April 17, 2013 10:29 pm | Updated 10:29 pm IST

The colour of new leaves of some plants is not green but while growing after few days they become green. Why?

SIVAKUMAR IYADURAI

Eral, Tamil Nadu .

A green leaf is green because of the presence of a group of pigments known as chlorophylls. When these pigments are abundant in the leaf cells, as they are during the growing season, the chlorophylls’ green colour dominates and masks out the colours of other pigments namely carotenoids that are present in the plastids along with chlorophylls.

But in the tropical countries, during the rainy season or in the growing season we can notice the appearance of red-coloured young leaves as we see in mango trees. As the leaves age, the red colour disappears and the leaves become green.

The red colouration of these young leaves is due to the development of anthocyanin pigments. These pigments are water soluble pigments and are located in the vacuoles of the long, thin palisade cells, which are stacked upright just under the upper epidermis. These pigments also temporarily colour the edges of some of the very young leaves as they unfold from the buds in early spring.

The development of anthocyanin pigments in young leaves is a kind of adaptation. This we can ensure through the uses rendered by these pigments to the plants. Anthocyanins act as a “sunscreen” by protecting cells from UV or blue-green light and thereby protect the young leaves from too much light. The red colour due to the presence of these pigments may hide leaves from red-colour-blind herbivores (the aphid insects), which would be especially important in young leaves, and the red colour may signal unpalatability to herbivores, since phenols are often produced along with the anthocyanins. The anthocyanins may also deter or kill fungus and thereby can protect the young leaves from fungal attack.

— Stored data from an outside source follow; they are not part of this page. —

PR #1288, opened 2021-03-11
Refactor distro registry to simplify the process of adding a new distro

ondrejbudai:
I made several changes to simplify the process of adding a new distribution, see individual commits for a deeper explanation.

This pull request includes:

- [x] adequate testing for the new functionality or fixed issue (I added some tests)
- [x] adequate documentation informing people about the change (not a functional change)

### DIFF
--- a/internal/distroregistry/distroregistry.go
+++ b/internal/distroregistry/distroregistry.go
@@ -1,0 +1,60 @@
+package distroregistry
+
+import (
+	"errors"
+	"fmt"
+	"sort"
+
+	"github.com/osbuild/osbuild-composer/internal/distro"
+)
+
+type Registry struct {
+	distros map[string]distro.Distro
+}
+
+func New(distros ...distro.Distro) (*Registry, error) {
+	reg := &Registry{
+		distros: make(map[string]distro.Distro),
+	}
+	for _, d := range distros {
+		name := d.Name()
+		if _, exists := reg.distros[name]; exists {
+			return nil, fmt.Errorf("New: passed two distros with the same name: %s", d.Name())
+		}
+		reg.distros[name] = d
+	}
+	return reg, nil
+}
+
+func (r *Registry) GetDistro(name string) distro.Distro {
+	d, ok := r.distros[name]
+	if !ok {
+		return nil
+	}
+
+	return d
+}
+
+// List returns the names of all distros in a Registry, sorted alphabetically.
+func (r *Registry) List() []string {
+	list := []string{}
+	for _, d := range r.distros {
+		list = append(list, d.Name())
+	}
+	sort.Strings(list)
+	return list
+}
+
+func (r *Registry) FromHost() (distro.Distro, bool, bool, error) {
+	name, beta, isStream, err := distro.GetHostDistroName()
+	if err != nil {
+		return nil, false, false, err
+	}
+
+	d := r.GetDistro(name)
+	if d == nil {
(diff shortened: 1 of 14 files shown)


internal/distroregistry/distroregistry.go
```diff
@@ -26,6 +40,23 @@ func New(distros ...distro.Distro) (*Registry, error) {
...
+// supportedDistros variable.
+func NewDefault() *Registry {
+	var distros []distro.Distro
+	for _, distroInitializer := range supportedDistros {
+		distros = append(distros, distroInitializer())
+	}
+
+	registry, err := New(distros...)
+	if err != nil {
+		panic(fmt.Sprintf("two supported distros have the same name, this is a programming error: %v", err))
```
msehnout, line 54: Not super important: I think this error message would be better in the `New()` function, or maybe it's not necessary to have it in the first place? The line `return nil, fmt.Errorf("New: passed two distros with the same name: %s", d.Name())` says mostly the same.

internal/distroregistry/distroregistry_test.go
```diff
@@ -19,3 +21,16 @@ func TestRegistry_List(t *testing.T) {
...
+func TestRegistry_GetDistro(t *testing.T) {
+	distros := NewDefault()
+
+	t.Run("distro exists", func(t *testing.T) {
+		expectedDistro := rhel8.New()
+		require.Equal(t, expectedDistro.Name(), distros.GetDistro(expectedDistro.Name()).Name())
+	})
+
+	t.Run("distro doesn't exist", func(t *testing.T) {
+		require.Nil(t, distros.GetDistro("toucan-os"))
```
msehnout, line 34: What's the reason we don't support Toucan OS?

msehnout (approved):
Looks fine to me! Should I merge it right away?

teg (approved):
Love it! Suggestion for follow-up: assert that all manifest test cases have image-info/manifest/blueprint sections, and that each distro/arch/image-type has a manifest test case. Now it is possible to forget to add/update these, let's make that a tiny bit harder ;)
Similarly: let's drop support for only generating the manifests without also generating the image tests? We have the new `generate-all-test-cases` script now to help us...

internal/distroregistry/distroregistry_test.go
ondrejbudai: Because toucans can fly so they would make Tux jealous.

internal/distroregistry/distroregistry.go
ondrejbudai: Yeah, good point, I will try to remember to change it in a follow-up. :)

ondrejbudai:
> Love it! Suggestion for follow-up: assert that all manifest test cases have image-info/manifest/blueprint sections, and that each distro/arch/image-type has a manifest test case. Now it is possible to forget to add/update these, let's make that a tiny bit harder ;)
> Similarly: let's drop support for only generating the manifests without also generating the image tests? We have the new `generate-all-test-cases` script now to help us...

Yeah, I have similar thoughts, thanks!

internal/distroregistry/distroregistry_test.go
msehnout: Not true! https://youtu.be/9dfWzp7rYR4

ondrejbudai: LOL, I love everything about the video. :D:D:D

PR #1291, opened 2021-03-12
Extend cloud-cleaner and clean up after GCP integration tests

thozza:
This change set extends `cloud-cleaner` to clean up GCP resources. The internal GCP library is extended to allow deleting additional types of resources, such as images and instances.

Changes include:
- Move internal GCP library to from `internal/upload` to `internal/cloud`, because it now supports more than just uploading files. The idea is that functionality for other cloud-providers could be consolidated under `internal/cloud` in the future.
- Split the GCP library into multiple files, roughly based on the API that is being used (e.g. Storage, Compute).
- Changes to internal GCP library:
  - Method `StorageObjectUpload()` is extended to allow setting custom metadata on uploaded objects. Worker's job implementation as well as the GCP CLI upload tool have been modified to set the intended image name as a custom metadata on the uploaded object. This makes it possible to find the Storage object using the image name.
  - Add methods for deleting Compute Node image and instance.
- Changes to `cloud-cleaner`:
   - Move the Azure cleanup to separate function.
   - Add function for cleaning up GCP resources.
   - Run all available cleanup functions as goroutines.
- Extend Jenkinsfile to run `cloud-cleaner` after `rhel8`, `rhel84` and `cs8` integrations tests, which test GCP.
- Modify `api.sh` to use predictable GCP resource names, to make cleanup by `cloud-cleaner` possible. Predictable resource names are based on `TEST_ID`, which is in Jenkins environment constructed in the same way as done by `GenerateCIArtifactName()` from `internal/test/helpers.go`.

This pull request includes:

  - No new tests have been added, but reduced the CI to test cloud-cleaner for GCP before merging.
  - Add News entry about image name being added as metadata to uploaded GCP Storage object as part of worker job.


thozza:
`cloud-cleaner` successfully verified for GCP -> https://osbuildci.cloud.paas.psi.redhat.com/blue/organizations/jenkins/osbuild%2Fosbuild-composer/detail/PR-1291/4/pipeline/54

teg (approved):

teg (changes requested):
Code looks great, but CI is failing on Fedora, so need to be able to handle the situation where the env vars are missing (or just enable it everywhere).

thozza:
> Code looks great, but CI is failing on Fedora, so need to be able to handle the situation where the env vars are missing (or just enable it everywhere).

I defined `DISTRO_CODE` for all integration testing stages, including Fedora, so it should pass now...

msehnout (approved):
Very nice! Thanks for improving cloud cleaner :-). 

One thing to consider though: Me and few other people in the team are not big fans of environment variables. I know I used them myself in the cloud cleaner code so I'm the one to blame in the first place :facepalm: , but do you think it would make sense to rewrite cloud-cleaner in a way that it takes JSON object, specifying the work it should do, as input and does not read any environment variables? The problem is that now we already need to set multiple variables and the list is only going to get bigger as we add support for AWS, VMWare, and maybe more. The JSON object would be composed in the `run_cloud_cleaner.sh` script and then fed into cloud-cleaner binary.

thozza:
> specifying the work it should do, as input and does not read any environment variables?

Thanks for the review!

My understanding of `cloud-cleaner`'s purpose is that it should try to do as much clean up as possible when run. For that it needs at least two things:

1. Credentials to authenticate with the Cloud provider's API.
2. A way to determine cloud resource names to try to clean up.

For the 1. point, I think that the test cases already need all the necessary environment variables to be defined in order to run. So these variables should be already available in the environment when `cloud-cleaner` is run. I'm not a Jenkins expert, but providing the variables in `run_cloud_cleaner.sh` to `cloud-cleaner` seems completely unnecessary to me. But I didn't test it without it, so I don't know if there is any reason to do it this way. AFAIK `cloud-cleaner` does not run in PrivateTmp, so it should be able to inherit variables set in the environment. If there are credentials to authenticate with "Cloud provider X" missing, then `cloud-cleaner` should just log the fact and skip the clean up for it.

As for point 2., I would argue that we should probably have predictable `TEST_ID` be set for each stage, which can be used by the test for resource names, as well as by `cloud-cleaner` to determine resource names to clean up. Composing this in any way in the `run_cloud_cleaner.sh` seems wrong to me. It should be ideally set in the environment globally or very early for all scripts. If there are any other environment variables needed to clean up resources (e.g. Bucket name, Zone/Region, ...), these would have to be set already for the test script. If not available, `cloud-cleaner` should probably just log the fact and skip the clean up. I admit that the GCP cleanup code could be modified to not fail too early if environment variable needed to clean up just one type of resource is not set (e.g. `GCP_BUCKET`).

Personally I don't have any issue with using environment variables. Especially when test scrips rely on them. Constructing JSON and passing it to `cloud-cleaner` seems unnecessary to me. In this case I see it as just another way of doing the same thing. But I'm not against it in any way...

msehnout:
> Personally I don't have any issue with using environment variables. Especially when test scrips rely on them. Constructing JSON and passing it to `cloud-cleaner` seems unnecessary to me. In this case I see it as just another way of doing the same thing. But I'm not against it in any way...

As I said, it's only a suggestion. Just to give you the perspective why doing the same thing in another way might be considered better: we have a lot of testing binaries and we also have a lot of configuration options encoded in the Jenkinsfile, so no one really knows what variables each of them require. But it works, which is fine. Until it doesn't, or until you want to run the test elsewhere. Then you end up reading the source code looking for references to environment variables all around the place (like we did when we attempted to migrate to Github workflows). So even though constructing a JSON from environment variables and running the tool with the JSON as input sounds ridiculous without context, it might be worth it in the long run.

thozza:
> > Personally I don't have any issue with using environment variables. Especially when test scrips rely on them. Constructing JSON and passing it to `cloud-cleaner` seems unnecessary to me. In this case I see it as just another way of doing the same thing. But I'm not against it in any way...
> 
> As I said, it's only a suggestion. Just to give you the perspective why doing the same thing in another way might be considered better: we have a lot of testing binaries and we also have a lot of configuration options encoded in the Jenkinsfile, so no one really knows what variables each of them require. But it works, which is fine. Until it doesn't, or until you want to run the test elsewhere. Then you end up reading the source code looking for references to environment variables all around the place (like we did when we attempted to migrate to Github workflows). So even though constructing a JSON from environment variables and running the tool with the JSON as input sounds ridiculous without context, it might be worth it in the long run.

Thanks or the wider context. I'm inclining to not to rework `cloud-cleaner` to accept JSON as part of this change set. It may make sense to rework it as part of adding support for AWS, since it will bring yet another set of variables.

teg (approved):

PR #1293, opened 2021-03-13
image-tests: checkpoint build root

teg:
Most build roots for a given distro/arch are identical, so let's checkpoint them to avoid having to regenerate them
all the time.

This risks increasing the disk space usage in the case the build roots do not match, but in practice that should be rare.


ondrejbudai (commented):
Looks good!

thozza (approved):
This makes sense from my point of view.

PR #1299, opened 2021-03-15
Main compose packagesets

bcl:
This pull request includes:

### DIFF
--- a/cmd/osbuild-store-dump/main.go
+++ b/cmd/osbuild-store-dump/main.go
@@ -170,11 +170,11 @@ func main() {
 	if err != nil {
 		panic(err)
 	}
-	manifest, packages = getManifest(bp2, t2, a, d, rpmmd, repos)
+	manifest, packages = getManifest(bp1, t2, a, d, rpmmd, repos)
 	err = s.PushCompose(id2,
 		manifest,
 		t2,
-		&bp2,
+		&bp1,
 		0,
 		[]*target.Target{
 			awsTarget,
--- a/cmd/osbuild-store-dump/main.go
+++ b/cmd/osbuild-store-dump/main.go
@@ -16,7 +16,7 @@ import (
 	"github.com/osbuild/osbuild-composer/internal/target"
 )
 
-func getManifest(bp blueprint.Blueprint, t distro.ImageType, a distro.Arch, d distro.Distro, rpm_md rpmmd.RPMMD, repos []rpmmd.RepoConfig) distro.Manifest {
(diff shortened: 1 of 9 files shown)


ondrejbudai:
This PR modified the signature of `Store.PushCompose()` but did not modify the calls, therefore the tests are failing.

I think we also need to add `PackageSets` to `internal/store/json.go` so the package sets are persistent.

internal/weldr/api.go
```diff
@@ -2370,6 +2365,18 @@ func (api *API) composeInfoHandler(writer http.ResponseWriter, request *http.Req
 		reply.Uploads = targetsToUploadResponses(compose.ImageBuild.Targets, composeStatus.State)
 	}
 
+	// Add package dependencies from the compose
+	// This information may not be included for the compose
+	if _, ok := compose.PackageSets["packages"]; ok {
+		dependencies := compose.PackageSets["packages"]
```
teg, line 2371: Could we just store the `packages` PackageSet in the store? That way we don't make the names of the sets API, and we would also avoid storing the build-root packages etc which we currently have no use for / way to export.

cmd/osbuild-store-dump/main.go
```diff
@@ -170,11 +170,11 @@ func main() {
 	if err != nil {
 		panic(err)
 	}
-	manifest, packageSpecSets = getManifest(bp2, t2, a, d, rpmmd, repos)
+	manifest, packageSpecSets = getManifest(bp1, t2, a, d, rpmmd, repos)
```
teg, line 173: Could you explain the context a bit in the commit message? :)

internal/store/json.go
```diff
@@ -29,8 +30,9 @@ type workspaceV0 map[string]blueprint.Blueprint
 // It contains all the information necessary to generate the inputs for the job, as
 // well as the job's state.
 type composeV0 struct {
-	Blueprint   *blueprint.Blueprint `json:"blueprint"`
-	ImageBuilds []imageBuildV0       `json:"image_builds"`
+	Blueprint   *blueprint.Blueprint           `json:"blueprint"`
+	ImageBuilds []imageBuildV0                 `json:"image_builds"`
+	PackageSets map[string][]rpmmd.PackageSpec `json:"package_sets"`
```
teg, line 35: As suggested elsewhere: should we make this only be the `packages` set, so we don't make the names of the sets API, nor the build-root++

teg (changes requested):
I really like this! Just one suggestion for changes inline.

teg (approved):
Nice! Thanks!

ondrejbudai (approved):

bcl:
@teg Can this be merged? I don't see why Schutzbot says failed, everything looks green on the details page.

teg:
Base tests timed out on aarch64 EL8. This is caused by `qemu-img` hanging, not related to this PR.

It is true that herbivores are brutal on young, tender leaves. It is also been said that herbivory rates are higher in tropical forests than in temperate ones and that, in contrast to leaves in temperate forests, most of the damage to tropical leaves occurs when they are young and expanding. The protection of young leaves from high intensity of light is mostly needed for tropical plants than the temperate plants. That is why the tropical pants are developing differently coloured young leaves.

S. PALANIAPPAN

Editor, Research Journal of Biological Sciences (Autonomous)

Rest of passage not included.